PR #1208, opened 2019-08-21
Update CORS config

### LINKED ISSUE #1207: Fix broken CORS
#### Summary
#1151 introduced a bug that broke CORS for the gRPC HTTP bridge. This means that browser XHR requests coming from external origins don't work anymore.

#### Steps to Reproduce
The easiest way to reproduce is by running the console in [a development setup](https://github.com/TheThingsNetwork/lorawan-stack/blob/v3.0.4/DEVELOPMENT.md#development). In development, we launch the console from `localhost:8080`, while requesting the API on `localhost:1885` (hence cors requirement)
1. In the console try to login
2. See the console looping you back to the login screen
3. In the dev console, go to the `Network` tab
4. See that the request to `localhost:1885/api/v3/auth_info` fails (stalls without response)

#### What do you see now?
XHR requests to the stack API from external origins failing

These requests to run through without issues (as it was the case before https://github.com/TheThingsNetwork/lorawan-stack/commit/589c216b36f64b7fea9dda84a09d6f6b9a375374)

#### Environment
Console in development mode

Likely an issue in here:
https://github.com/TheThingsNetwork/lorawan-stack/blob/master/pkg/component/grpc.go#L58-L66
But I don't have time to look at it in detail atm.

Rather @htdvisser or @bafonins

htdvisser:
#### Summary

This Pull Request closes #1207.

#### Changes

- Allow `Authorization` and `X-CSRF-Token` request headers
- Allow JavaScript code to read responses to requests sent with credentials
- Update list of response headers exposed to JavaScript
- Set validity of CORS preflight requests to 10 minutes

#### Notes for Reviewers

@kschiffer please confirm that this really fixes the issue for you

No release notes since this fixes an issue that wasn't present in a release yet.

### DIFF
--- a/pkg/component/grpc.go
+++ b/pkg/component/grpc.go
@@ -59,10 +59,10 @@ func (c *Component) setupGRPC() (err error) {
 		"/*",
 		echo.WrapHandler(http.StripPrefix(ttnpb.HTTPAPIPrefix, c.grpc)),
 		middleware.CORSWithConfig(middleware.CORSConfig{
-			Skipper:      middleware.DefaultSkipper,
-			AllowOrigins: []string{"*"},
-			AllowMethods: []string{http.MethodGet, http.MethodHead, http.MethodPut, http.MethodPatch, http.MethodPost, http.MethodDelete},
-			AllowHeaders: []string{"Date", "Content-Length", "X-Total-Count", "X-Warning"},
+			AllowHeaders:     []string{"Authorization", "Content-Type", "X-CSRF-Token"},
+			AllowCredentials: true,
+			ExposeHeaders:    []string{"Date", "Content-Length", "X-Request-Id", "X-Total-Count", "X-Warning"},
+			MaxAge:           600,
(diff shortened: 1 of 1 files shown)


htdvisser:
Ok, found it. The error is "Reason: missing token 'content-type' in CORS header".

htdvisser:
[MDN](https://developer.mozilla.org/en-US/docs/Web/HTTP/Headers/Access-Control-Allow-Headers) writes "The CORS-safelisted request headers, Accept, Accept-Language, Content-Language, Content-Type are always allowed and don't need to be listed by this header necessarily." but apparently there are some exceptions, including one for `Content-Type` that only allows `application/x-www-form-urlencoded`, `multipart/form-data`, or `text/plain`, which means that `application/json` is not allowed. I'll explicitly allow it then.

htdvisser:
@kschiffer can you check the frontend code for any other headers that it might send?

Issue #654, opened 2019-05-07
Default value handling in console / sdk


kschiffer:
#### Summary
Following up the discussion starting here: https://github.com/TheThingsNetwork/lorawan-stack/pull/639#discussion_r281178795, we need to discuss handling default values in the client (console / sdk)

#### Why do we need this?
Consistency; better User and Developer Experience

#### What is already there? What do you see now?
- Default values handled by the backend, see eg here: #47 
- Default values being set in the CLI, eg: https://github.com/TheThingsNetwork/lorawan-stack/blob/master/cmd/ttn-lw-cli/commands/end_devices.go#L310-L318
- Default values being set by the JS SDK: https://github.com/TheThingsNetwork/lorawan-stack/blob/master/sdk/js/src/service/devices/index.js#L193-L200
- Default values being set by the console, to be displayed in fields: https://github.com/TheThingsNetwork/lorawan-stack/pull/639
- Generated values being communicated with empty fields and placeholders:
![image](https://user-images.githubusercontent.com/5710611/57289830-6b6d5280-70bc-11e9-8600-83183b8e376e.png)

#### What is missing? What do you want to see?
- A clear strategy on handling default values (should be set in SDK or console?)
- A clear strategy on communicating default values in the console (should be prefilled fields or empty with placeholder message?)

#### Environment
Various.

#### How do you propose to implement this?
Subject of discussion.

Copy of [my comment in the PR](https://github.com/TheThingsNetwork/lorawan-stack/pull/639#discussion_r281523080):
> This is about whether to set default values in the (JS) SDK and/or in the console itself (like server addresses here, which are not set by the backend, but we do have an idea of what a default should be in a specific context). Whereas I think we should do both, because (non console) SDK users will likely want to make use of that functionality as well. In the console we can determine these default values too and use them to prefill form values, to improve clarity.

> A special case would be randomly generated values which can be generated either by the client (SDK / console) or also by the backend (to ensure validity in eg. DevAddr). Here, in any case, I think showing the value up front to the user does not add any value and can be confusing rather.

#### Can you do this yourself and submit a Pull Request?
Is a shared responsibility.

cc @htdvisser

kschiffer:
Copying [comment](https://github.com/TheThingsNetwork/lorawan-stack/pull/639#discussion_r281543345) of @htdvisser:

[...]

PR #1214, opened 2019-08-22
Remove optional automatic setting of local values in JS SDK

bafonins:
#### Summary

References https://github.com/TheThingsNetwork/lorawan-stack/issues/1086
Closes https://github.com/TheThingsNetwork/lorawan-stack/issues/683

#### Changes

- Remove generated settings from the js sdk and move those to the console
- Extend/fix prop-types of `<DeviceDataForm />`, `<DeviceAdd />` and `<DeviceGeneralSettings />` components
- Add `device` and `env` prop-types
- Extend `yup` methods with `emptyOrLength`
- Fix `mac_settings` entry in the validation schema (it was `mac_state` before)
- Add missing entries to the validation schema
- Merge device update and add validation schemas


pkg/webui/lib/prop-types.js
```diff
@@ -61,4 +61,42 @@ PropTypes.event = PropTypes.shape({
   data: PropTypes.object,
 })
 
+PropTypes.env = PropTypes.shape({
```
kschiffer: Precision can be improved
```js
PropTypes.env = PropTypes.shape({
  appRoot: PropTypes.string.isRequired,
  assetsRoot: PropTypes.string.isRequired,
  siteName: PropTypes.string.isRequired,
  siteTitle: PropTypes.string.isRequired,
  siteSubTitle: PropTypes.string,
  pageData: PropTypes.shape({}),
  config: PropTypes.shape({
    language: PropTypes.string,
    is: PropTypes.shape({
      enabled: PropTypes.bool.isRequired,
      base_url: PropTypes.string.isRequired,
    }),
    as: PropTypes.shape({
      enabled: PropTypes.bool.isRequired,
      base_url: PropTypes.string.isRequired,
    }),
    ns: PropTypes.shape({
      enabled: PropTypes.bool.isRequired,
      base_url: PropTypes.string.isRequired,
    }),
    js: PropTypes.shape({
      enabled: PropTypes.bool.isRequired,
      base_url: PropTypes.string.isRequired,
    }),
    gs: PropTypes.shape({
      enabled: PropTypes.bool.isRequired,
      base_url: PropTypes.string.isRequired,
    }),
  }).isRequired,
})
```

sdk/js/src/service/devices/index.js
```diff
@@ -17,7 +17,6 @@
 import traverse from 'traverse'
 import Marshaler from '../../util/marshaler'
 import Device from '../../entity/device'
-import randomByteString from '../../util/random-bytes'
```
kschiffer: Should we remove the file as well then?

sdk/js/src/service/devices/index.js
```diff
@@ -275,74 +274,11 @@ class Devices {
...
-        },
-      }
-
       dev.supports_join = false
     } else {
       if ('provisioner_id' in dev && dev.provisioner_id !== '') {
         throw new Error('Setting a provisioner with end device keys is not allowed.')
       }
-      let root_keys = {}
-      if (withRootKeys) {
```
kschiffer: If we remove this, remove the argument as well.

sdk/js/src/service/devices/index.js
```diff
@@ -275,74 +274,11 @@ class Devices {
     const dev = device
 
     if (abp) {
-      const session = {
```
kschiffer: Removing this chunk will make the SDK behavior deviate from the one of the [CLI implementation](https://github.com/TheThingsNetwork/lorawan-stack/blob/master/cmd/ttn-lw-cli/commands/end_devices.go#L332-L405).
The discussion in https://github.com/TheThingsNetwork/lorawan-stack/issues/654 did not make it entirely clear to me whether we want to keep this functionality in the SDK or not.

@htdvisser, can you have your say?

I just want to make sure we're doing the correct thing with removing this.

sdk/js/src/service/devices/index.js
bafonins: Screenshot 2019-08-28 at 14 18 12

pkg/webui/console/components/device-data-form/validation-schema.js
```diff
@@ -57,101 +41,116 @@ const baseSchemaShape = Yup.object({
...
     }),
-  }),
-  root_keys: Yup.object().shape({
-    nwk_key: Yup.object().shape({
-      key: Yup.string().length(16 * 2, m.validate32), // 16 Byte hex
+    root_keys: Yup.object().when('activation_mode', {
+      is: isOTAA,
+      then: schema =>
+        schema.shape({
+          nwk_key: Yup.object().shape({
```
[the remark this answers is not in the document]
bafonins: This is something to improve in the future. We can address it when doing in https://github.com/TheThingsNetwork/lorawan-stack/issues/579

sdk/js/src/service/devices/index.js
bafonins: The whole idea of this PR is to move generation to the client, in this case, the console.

######

EXERCISE DIRECTIONS
The answer should be the first line of the material and every line after it through the line containing "#1151 introduced a", exactly as written, and nothing else.

TASK RESPONSE
PR #1208, opened 2019-08-21
Update CORS config

### LINKED ISSUE #1207: Fix broken CORS
#### Summary
#1151 introduced a bug that broke CORS for the gRPC HTTP bridge. This means that browser XHR requests coming from external origins don't work anymore.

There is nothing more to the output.